Laser Assisted Chemical Vapour Pyrolysis

LA-CVP is a pyrolytic method for the production of nanoparticles from gaseous reactants. The major steps in this process are: gas phase reaction, nucleation, collision, and sintering. In the employed system a 10.6 μm infrared emission of a continuous wave CO₂ laser provides the reaction energy. Silane and acetylene are used as precursors, where silane absorbs the IR emission. Hard agglomeration and sintering of the nucleates are suppressed by confining the reaction zone to a narrow region of a few cubic millimetres in the reactor chamber. Consequently, the residence time in the reaction hot zone is limited and also the reaction time is controlled by mechanical chopping of the CO₂ laser beam. In this way Si particles of few nanometres capped by a carbon monolayer can be formed.

Advanced Sol-Gel Methods

Advanced Sol-Gel methods using surfactants (Block copolymer P123) or porogene (urea) are used in order to synthesise oxidic nanopowders. An important point of these syntheses is that the texture of the desired materials can be easily tuned (i.e. high surface area, porosity and particles size distribution). These processes have been applied to a number of different precursors. In particular, the synthesis of high-surface-area nano anatase TiO₂, nano LiCoO₂ and nano high voltage spinel (LiMg_0.05Ni_0.45Mn_1.5O₄) proved a simple and cost-effective way for producing potential electrode materials.
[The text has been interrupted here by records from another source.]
PR #13, opened 2024-09-17
Add owned and borrowed Image and ImageRect.

veluca93:


jxl/src/image.rs
```diff
@@ -0,0 +1,257 @@
...
+        || origin
+            .1
+            .checked_add(size.1)
+            .ok_or(Error::ArithmeticOverflow)?
+            > ssize.1
+    {
+        Err(Error::RectOutOfBounds(
+            size.0, size.1, origin.0, origin.1, ssize.0, ssize.1,
+        ))
+    } else {
```
mo271, line 103: no else needed here, just return `OK(())`?

jxl/src/image.rs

Template Filling Synthesis

Polycarbonate membranes with sub-micrometric pores are being used as templates for the synthesis of free-standing nanostructured architectures. The membranes are dipped in a precursor sol in order to infiltrate the pores and initiate the formation of particle networks. Subsequent thermal treatment burns the membrane off and consolidates the oxidic nanostructures left inside the pores. In this way, self-standing mesoporous structures of different materials (i.e. SnO₂, LiMn₂O₄) can be easily formed on a substrate and directly employed as 3D-electrodes. Furthermore, by proper control of the experimental parameters (i.e. precursor concentrations, dipping times, etc..) different morphologies can be obtained, spanning from hollow tubes to rod-like pillars.